PR #6655, opened 2024-03-26
Ctskf 655 cccd button to generates button tag

Katy600:
#### What
The default behaviour for Rails 7 is that the button_to helper renders a button element. This needs to be set in config/initializers/new_framework_defaults_7_0.rb as part of the upgrade process.

Starting from Rails 7.0 button_to renders a form tag with patch HTTP verb if a persisted Active Record object is used to build button URL so this method now needs to be explicitly set in the button_to method. 

#### Ticket
[CCCD - button_to_generates_button_tag](https://dsdmoj.atlassian.net/browse/CTSKF-655)

#### Why
Otherwise button_to helper will no longer render a button element preventing users from submitting forms. 

#### How
- Uncomment the button_to_generates_button_tag in the new framework config. 
- Update the method parameter that are passed to the button_to, as they no longer requires the value to be a string. Instead, in order to keep the current behaviour, explicitly pass methods, by replacing "patch" with :patch for example.


Katy600:
This branch has been deployed

PR #6657, opened 2024-03-26
WIP: Set the serializer to hybrid

Katy600:
#### What

Rails 7 changes the cookie serializer from ‘marshal’ to ‘json’ and to aid migration there is a ‘hybrid’ option. Until the load_defaults option is updated to 7.0 these are set in config/initializers/new_framework_defaults_7_0.rb, where further details can be found. The process is;

#### Ticket

[CCCD - Update cookie serializer](https://dsdmoj.atlassian.net/browse/CTSKF-656)

#### Why

Rails 7 introduced a change in the default cookie serializer from 'marshal' to 'json'. This is a security measure to mitigate certain vulnerabilities associated with the 'marshal' serializer. To aid in the migration process, Rails 7 offers a 'hybrid' option, which allows applications to gradually migrate from 'marshal' to 'json' serialization. The 'hybrid' option enables Rails to deserialize cookies using both 'marshal' and 'json', allowing existing cookies serialized with 'marshal' to be read and migrated over time to the 'json' format. This change helps ensure better security practices while providing backward compatibility for existing applications.

#### How

- Set the serializer to hybrid and let the application run for a period of time, until users' cookies are re-written

- Waiting to set the serializer to json

### DIFF
--- a/config/brakeman.ignore
+++ b/config/brakeman.ignore
@@ -18,6 +18,9 @@
       },
       "user_input": null,
       "confidence": "Medium",
+      "cwe_id": [
+        915
+      ],
       "note": ""
     },
     {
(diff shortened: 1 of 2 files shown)


mpw5 (approved):
LGTM 👍

PR #5511, opened 2023-03-27
Mark timezone sensitive test as 'pending'

mpw5:
#### What

Interim fix to prevent a test failing while we are in BST, to avoid the pipeline being blocked until we can resolve this properly.

#### Ticket

[CTSKF-321](https://dsdmoj.atlassian.net/browse/CTSKF-321)

[CTSKF-321]: https://dsdmoj.atlassian.net/browse/CTSKF-321?atlOrigin=eyJpIjoiNWRkNTljNzYxNjVmNDY3MDlhMDU5Y2ZhYzA5YTRkZjUiLCJwIjoiZ2l0aHViLWNvbS1KU1cifQ

PR #6674, opened 2024-04-02
Mark timezone sensitive test as 'pending'

jrmhaig:
#### What

Interim fix to prevent a test failing while we are in BST, to avoid the pipeline being blocked until we can resolve this properly.

See #5511 and #6196


AlexRyanShep (approved):
LGTM

vloruncg (approved):
👍

PR #6712, opened 2024-04-11
[CTSKF-657] Raise on open redirects

jrmhaig:
#### What

Configure to raise exceptions on open redirects.

#### Ticket

[CCCD - Various post-Rails 7 upgrade configuration settings](https://dsdmoj.atlassian.net/browse/CTSKF-657)

#### Why

Bring the configuration into line with the Rails 7.0 defaults.

#### How

Set `Rails.application.config.action_controller.raise_on_open_redirects = true` in `config/initializers/new_framework_defaults_7_0.rb`.

There were a few tests that required modification. This is because a method used to generate urls for redirection was being mocked with a url including a domain that differed from the host domain used by the tests, and this is precisely what the setting prevents.


AlexRyanShep (approved):
LGTM

PR #6713, opened 2024-04-11
[CTSKF 658] Update cache format version, step 1

jrmhaig:
#### What

Set the cache serialization format to version 6.1.

#### Ticket

[CCCD - Update cache format version](https://dsdmoj.atlassian.net/browse/CTSKF-658)

#### Why

See https://guides.rubyonrails.org/upgrading_ruby_on_rails.html#new-activesupport-cache-serialization-format

Rails 7.0 introduces a a faster and more compact serialization. Rails 6.1 is incompatible with this new serialization and so there is no rollback step.

The first step is to fix the serialization format to version 6.1 and then deploy this. Once all Rails instances have been updated the format version can be changed to 7.0.

#### How

Set `config.active_support.cache_format_version` to `6.1` in `config/application.rb`.

### DIFF
--- a/config/application.rb
+++ b/config/application.rb
@@ -17,7 +17,12 @@ require_relative '../lib/govuk_component'
 module AdvocateDefencePayments
   class Application < Rails::Application
     config.load_defaults 6.1
+
+    # These two options can be removed after load_defaults is updated to 7.0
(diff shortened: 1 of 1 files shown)


AlexRyanShep (approved):
LGTM

PR #6727, opened 2024-04-15
Remove adp_text_field

jrmhaig:
#### What

Remove `adp_text_field` helper.

#### Ticket

N/A

#### Why

The `adp_text_field` helper has been replaced by govuk_text_field and is no longer used.

#### How

Remove `adp_text_field` in `app/form_builders/adp_form_builder.rb`, `app/form_builders/adp_text_field.rb` and all related tests.

In `app/webpack/javascripts/modules/external_users/claims/BlockHelpers.js` there was a note indicating that `location_wrapper` was added by `adp_text_field`. This was done by `app/form_builders/adp_text_field.rb` on line 145 based on the field and the comment was originally added as it was not possible to search for this text. It is now explicitly  set in `app/views/external_users/claims/expenses/_expense_fields.html.haml`.


mpw5 (approved):
👍

PR #6754, opened 2024-04-19
CTSKF-483 Replace shell spinner gem

mpw5:
#### What

The `shell-spinner` gem is used to provide visual feedback that rake tasks and scripts are running. `shell-spinner` is not actively supported and uses the `colorize` gem which we would like to remove from CCCD.

This replaces `shell-spinner` with the `tty-spinner` gem, which has comparable functionality, is more widely used and supported, and does not depend on `colorize`, and updates usage within the CCCD code.

While testing this, I found that some tasks were broken due to the rails 7 upgrade. These are fixed in this PR. Additionally, two redundant scripts are deleted.

#### Ticket

[CTSKF-483](https://dsdmoj.atlassian.net/browse/CTSKF-483)

#### Evidence

Before:

https://github.com/ministryofjustice/Claim-for-Crown-Court-Defence/assets/28729201/a77e63d6-699d-44ad-b285-020bda705911

After:

https://github.com/ministryofjustice/Claim-for-Crown-Court-Defence/assets/28729201/c3b088f3-ed6e-4e21-8655-4dad703792e0

[CTSKF-483]: https://dsdmoj.atlassian.net/browse/CTSKF-483?atlOrigin=eyJpIjoiNWRkNTljNzYxNjVmNDY3MDlhMDU5Y2ZhYzA5YTRkZjUiLCJwIjoiZ2l0aHViLWNvbS1KU1cifQ


jrmhaig (approved):
Very nice. I like the look of the `tty-*` gems.

PR #6759, opened 2024-04-22
[CTSKF-488] Use Faraday instead of RestClient

jrmhaig:
#### What

Replace `rest-client` with `faraday`.

#### Ticket

#### Why

`rest_client` is being removed to reduce required dependencies.

#### How

`RestClient` is replaced with `Faraday` with some modifications of arguments and responses, as appropriate.

With `RestClient`, a failed requests raises an exception and this causes the tests to fail. With `Faraday`, however, an exception is not raised and the response can be checked for the http status and for `success?`. This changes how tests are executed;

* When a misc fee is created in for example, `spec/support/api/claims/advocate_claim_test/final.rb`, a failure does not stop the test with an exception and attempting to find `id` from the response fails. To remedy this the test is halted if `@client.failure` is `true` at this point.
* When a request fails the test should display a list of errors. However, the exception from `RestClient` prevents this. When switching to `Faraday` these errors are seen but the error appears as `#<Faraday::Response:0x0000000163312860>`. This is replaced by the https status.

### DIFF
--- a/spec/support/api/api_test_client.rb
+++ b/spec/support/api/api_test_client.rb
@@ -77,13 +77,13 @@ class ApiTestClient
   # don't raise exceptions but, instead, return the
   # response for analysis.
   #
-  def get_dropdown_endpoint(resource, api_key, **kwargs)
+  def get_dropdown_endpoint(resource, **kwargs)
     path = "api/#{resource}"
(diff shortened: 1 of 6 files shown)


mpw5 (approved):
👍

PR #6760, opened 2024-04-22
fake log payload

AlexRyanShep:
Do not approve or merge this

For dev only, to allow experimentation with what LogStuff sends to Kibana


AlexRyanShep:
No longer needed, closing PR and deleting branch

PR #6761, opened 2024-04-22
CTSKF-484 Remove colorize gem

mpw5:
#### What

CCCD uses the `colorize` gem to display coloured text in the terminal (for example when running rake tasks and scripts). `colorize` is released under the GPL licence, which has implications for the licensing of CCCD.

This removes `colorize` and the single place where it is referenced (`lib/tasks/brakeman.rake`). Most of the usage was removed when files were deleted in https://github.com/ministryofjustice/Claim-for-Crown-Court-Defence/pull/6753.

CCCD already uses the `awesome_print` gem which provides coloured output and automatically works with code in the format `"string".color`, which covers all remaining usage in CCCD, so there is no requirement to add a replacement.

#### Ticket

[CTSKF-484](https://dsdmoj.atlassian.net/browse/CTSKF-484)

#### Why

To remove an unneeded dependency and improve our licence compliance.

#### How

Remove the gem and references to it.

[CTSKF-484]: https://dsdmoj.atlassian.net/browse/CTSKF-484?atlOrigin=eyJpIjoiNWRkNTljNzYxNjVmNDY3MDlhMDU5Y2ZhYzA5YTRkZjUiLCJwIjoiZ2l0aHViLWNvbS1KU1cifQ


jrmhaig (approved):
:+1:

*Problem description*: Could you filter the material above and copy each line that holds the word "licence"?

*Output below*:
CCCD uses the `colorize` gem to display coloured text in the terminal (for example when running rake tasks and scripts). `colorize` is released under the GPL licence, which has implications for the licensing of CCCD.
To remove an unneeded dependency and improve our licence compliance.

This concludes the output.